Issue #6099, opened 2017-04-05
gajim is started with py3


emdete:
gajim is python2 code but is started with "python" (from /usr/bin/gajim) which defaults to python3. this leads to an error:

```
File "gajim.py", line 58
    except getopt.error, msg1:
                       ^
SyntaxError: invalid syntax
```

because py3 does not know about that exception syntax.

PR #6143, opened 2017-04-09
gajim: add patch to prefer python2 in configure script

Hoshpak:
This is to address #6099 . Gajim uses shell scripts as wrappers to start the actual application. It detects the python interpreter during the configure step and writes the absolute path to the interpreter in the scripts. Since these scripts are shell scripts and the python interpreter is not in the shebang line, it is not caught by the shebang rewrite of xbps-src. This can lead to situations where /usr/bin/python is in the wrapper scripts and is linked to python 3 so the start of gajim fails. This PR proposes a patch that puts python2 first in the configure script so, if it is available, the script will pick it up and write /usr/bin/python2 into the wrapper scripts which seems to me to be the cleanest way to deal with the issue.


asergi:
There is no need to patch the `configure`: `configure_args="--enable-site-packages PYTHON=python2"`.

Hoshpak:
```PYTHON=python2``` or ```PYTHON=/usr/bin/python2```? The path set in the variable is written into the scripts without changing it. For the automatic detection, it writes the absolute path. Just setting python2 should also work in most cases unless PATH is empty or messed up.

The idea behind patching the configure script was to still rely on the automatic detection without directly hardcoding the path to the python interpreter.

asergi:
`PYTHON=python2` is fine.

Hoshpak:
PR amended

PR #6159, opened 2017-04-11
dovecot: update to 2.2.29

Hoshpak:
fixes CVE-2017-2669


srcpkgs/dovecot/template
```diff
@@ -1,7 +1,7 @@
 # Template file for 'dovecot'
 # revbump dovecot-plugin-pigeonhole when updating dovecot!
```
ebfe: ^

Hoshpak: sorry, added revbump.

PR #6164, opened 2017-04-11
opera: update to 44.0.2510.1218

cr6void:


cr6void:
I know, the commit name is wrong. 
I'm really sorry, I must be stupid because I still can't find how to rename my own commits! 
So I will close this PR to make the new one. 
For me github is not easy to use, I need to learn... :(

PR #6246, opened 2017-04-23
ffmpeg: update to 3.3.

ebfe:


Gottox:
armv7 needs to be fixed.

ebfe:
More like our travis environment has to be fixed, i don't have time to investigate what's different on travis.

Gottox:
armv7 builds locally. #yolo

PR #6257, opened 2017-04-24
New package: qgo-2.1.1

xelxebar:
A Go game client to complement the gnugo and sgfutils packages.

For some reason qt5-multimedia-devel doesn't playing well with the cross-compilation and will fail without the final conditional in the template file. I have no clue why we need to munge `makedepends` into `hostmakedepends` like that, but texstudio is doing it, so I copied them.


Vaelatern:
Please try this with `hostmakedepends+=' qt5-host-tools`

xelxebar:
@Vaelatern 
Thanks for taking a look at this. The configure step ends up calling `/usr/lib/qt5/bin/lrelease` which, unfortunately, isn't in `qt5-host-tools`.

Vaelatern:
It is in `qt5-tools`

xelxebar:
Could you please provide a little more context on what problem you're trying to solve? I have no idea what's going on. :P

The package compiles with or without `qt5-host-tools` and the template already contains `qt5-tools`. Are you asking that I replace line 16 with explicit packages?

PR #6261, opened 2017-04-25
new package espeakup 0.80

equalsraf:
kernel module is loaded on service startup.


CMB:
A few quick comments.  
srcpkgs/espeakup/files/log/ needs to be
srcpkgs/espeakup/files/espeakup/log.

You should add an
exec 2>&1
to the top of srcpkgs/espeakup/files/espeakup/run,
(E.G. just after shebang)
since espeakup can write messages to stderr that belong in the log.

I'd also add an
[ -r ./conf ] && . ./conf
after that, and execute espeakup as:
exec espeakup -d ${OPTS}
so that the user can pass options in the config file.
E.G., they might want to specify OPTS='-V whatever' to change
the default voice.

Otherwise, LGTM.

equalsraf:
Thanks @CMB I've added all the changes.

CMB:
Wonderful, thanks.  I don't see any reason why this couldn't be merged.

srcpkgs/espeakup/template
```diff
@@ -0,0 +1,15 @@
+pkgname="espeakup"
+version="0.80"
+revision=1
+short_desc="A light weight connector for espeak and speakup"
```
Vaelatern: `Lightweight connector for espeak and speakup`

Vaelatern:
- Every template must begin with a comment, as per most other templates.

CMB:
> * Every template must begin with a comment, as per most other templates.

To be fair, this is not mentioned in the manual.

grep -ci comment Manual.md

The xlint tool doesn't complain, either.
It's unwritten convention, and most of us get it for free by using xnew
to start new package templates.

Also in this template pkgname and version are quoted, but by convention,
they are usually unquoted.

equalsraf:
Added comment, and unquoted the name/version.

Vaelatern:
Last thing is the commit name, as per the Manual.
But github lets me fix that for you.
@CMB thank you for noticing. Fixed that. 81bcc70bcd

PR #6267, opened 2017-04-26
New package: poco-1.7.8

juliendehos:


srcpkgs/poco-devel/template
```diff
@@ -0,0 +1 @@
+../poco/template
```
ebfe: poco-devel should be a symlink to poco

juliendehos: ok, fixed

srcpkgs/poco/template
```diff
@@ -0,0 +1,34 @@
...
+post_install() {
+	vlicense LICENSE
+}
+
+poco_package() {
+	short_desc+=" - runtime libraries"
+	pkg_install() {
+		vmove usr/lib/*.so.*
+	}
+}
```
Vaelatern: this entire `poco_package` is useless and xbps-src doesn't even try to use it. Please remove it.

srcpkgs/poco/template
```diff
@@ -0,0 +1,34 @@
...
+
+poco-devel_package() {
+	depends="${sourcepkg}>=${version}_${revision}"
+	short_desc+=" - development files"
+	pkg_install() {
+		vmove usr/include
+		vmove usr/lib/*.so*
```
Vaelatern: `vmove usr/lib/*.so`

juliendehos: ok, fixed (vmove and poco_package)

PR #6279, opened 2017-04-28
Add net-tools hostname to alternative system

SevereOverfl0w:
Seems to be working for me. But there may be a reason it was not included in the alternatives originally, but I'm not certain. It may just have been needs driven, much like now.


chneukirchen:
I guess this was just older than the alternatives mechanism.

Please use the `package: description` commit format, then +1.

SevereOverfl0w:
Reworded the commit message.

PR #6284, opened 2017-04-28
New package: streamripper

Piraty:
It's a bit old, but works as intended (I use it for a few weeks now). This version is the latest one that got a release number.

There are nonetheless two repos, obviously formerly maintained by the original authors (https://github.com/streamripper/streamripper/ and https://sourceforge.net/p/streamripper/code/commit_browser) which both have about two handful of patches for minor bugs i think. They diverged at some point...

Maybe i merge them together into one repo one day and use that instead ...


Vaelatern:
remember the commit formatting :)

PR #6289, opened 2017-04-29
New package: hlint-2.0.5

ibabushkin:
`hlint` is a (or even *the*?) linter for haskell code.

Note that I wasn't able to get stack/ghc to generate a PIE. adding `make_build_args="--ghc-options -fPIC"` didn't yield the expected result, so that might be worth taking a look at.

### DIFF
--- a/srcpkgs/hlint/template
+++ b/srcpkgs/hlint/template
@@ -1,0 +1,19 @@
+# Template file for 'hoogle'
+pkgname=hlint
+version=2.0.5
+revision=1
+build_style=haskell-stack
+nocross=yes # Can't yet cross compile Haskell
+# make_build_args="--ghc-options -fPIC"
+stackage="lts-8.12"
+short_desc="Haskell source code suggestions"
+maintainer="Inokentiy Babushkin <twk@twki.de>"
+license="BSD-3"
+homepage="https://github.com/ndmitchell/hlint"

—————

▶ _WHAT THIS TASK INVOLVES_
Find the word "github" in the entries above and gather every line that holds it.

▶ _TASK OUTPUT_
For me github is not easy to use, I need to learn... :(
But github lets me fix that for you.
There are nonetheless two repos, obviously formerly maintained by the original authors (https://github.com/streamripper/streamripper/ and https://sourceforge.net/p/streamripper/code/commit_browser) which both have about two handful of patches for minor bugs i think. They diverged at some point...
+homepage="https://github.com/ndmitchell/hlint"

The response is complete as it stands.